Utopia does not have debt or interest on their debt to pay. In fact, the Utopian government makes money from their assets. The Utopian government not only does not collect taxes, but also pays an income to every citizen. Because every citizen gets an income from government, welfare, social security and unemployment are not needed. Read on, this is not beyond the realm of possibility.

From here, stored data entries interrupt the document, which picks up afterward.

PR #108, opened 2019-10-08
Adding socket dial dead timeout when recovery would be stuck

ochaloup:
Just a small fix on adding a timeout for a dead connection during recovery processing.

If the application server would be stuck for some reason it could let handing the connection. The dead timeout defines the time when recovery scan is considered as errorneous and the waiting will be released.

### DIFF
--- a/pkg/controller/util/remote_ops.go
+++ b/pkg/controller/util/remote_ops.go
@@ -28,7 +28,8 @@ var (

Everyone is required to have health insurance. If they don’t, government deducts enough from their income to cover health insurance and pays the insurance provider. People that make more than one sigma above the average income do not get an income from government. People that earn three sigma over the average income are required to buy government bonds that are used to finance small business loans, schools, roads and other projects. These bonds can be sold in an emergency or for retirement.

If the wealthy were required to keep one third of their wealth in government securities all is mathematically feasible. Did I say that no taxes are necessary?

It’s simply functional and sensible! But that’s Utopia. Did you notice that Utopia does not have taxes? They do have access to money from bonds and they use this money to pay for schools, roads, a telephone system and power plants. Their assets generate income, thus no taxes are required.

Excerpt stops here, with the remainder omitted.